Issue 1 The user expects that there will be an obvious final model produced as a result of the training process, and there is not with how the examples/tutorials are structured.
Issue 2 The user expects that after parameter synchronization, the models on each of the distributed nodes are, well, synchronized (meaning identical parameters). They appear not to be. If they were, then after each synchronization event, the validation scores should be the same.
Expectations These two expectations may be the result of a misunderstanding on how distributed training works and what a parameter server actually synchronizes. I outline my understanding below, and if this is way off, then I would ask for some user-friendly high-level documentation with a training flow chart of some sort that makes it clear what each artifact represents and what to do at the end of the process to generate the single "final" model that I desire to use at run-time for predictions on new data.

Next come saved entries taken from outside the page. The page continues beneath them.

PR #1030, opened 2019-07-09
Mangos doc fixes

seoester:
This pull request aims to improve the godoc documentation of mangos/v2. The PR addresses nanomsg/mangos#91. It contains three changes:

 * Fix of the mangos repo URL to point to the new location.
 * Re-generation of the entire directory structure required by godoc.
 * The script with which the directory structure was generated.

I placed the script in the `./go` directory. If you would prefer a different place, please let me know.

These changes should not disrupt users working with the mangos repository as checked out by `go get`:

 * The change is practically invisible when using Go Modules. Cached modules are identified by the combination of the module path and the version. Upgrades or initial downloads lead to a lookup of the source repo using the remote import path and then a check-out.
 * Gopath users can continue to work with the checked out code.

My basic understanding is that, when using "dist-sync", at regular points in time (e.g., each epoch, but maybe more frequently? each mini-batch?), the parameter server collects the parameters from each of the nodes, performs some sort of aggregation to generate a consolidated/updated parameter set, and then distributes this update to each of the nodes. At this point in time, after synchronization but before continuing to train, the models at each of the nodes should be identical. After the synchronization, each node continues the training process independently until the next synchronization point. The process continues until the training completes, and then a final synchronization should yield a single consolidated model with parameters aggregated from the nodes.
Observations My observations on where what happens clashes with my expectations:
Bottom Line In summary, the mechanism by which we train the model (local, distributed, sych/asynch, multi-gpu, cpus, etc.) is irrelevant at the highest-level of reporting performance at each epoch and at the end of the process. The name of the final model params and symbol files produced should be independent of the training mechanism.
Anyone writing a wrapper or automation tool around using mxnet to train a deep net would want the outputs to be the same format regardless of mechanism. There should not be extra undocumented work that the user must perform in order to take the results of distributed training and produce the desired final model.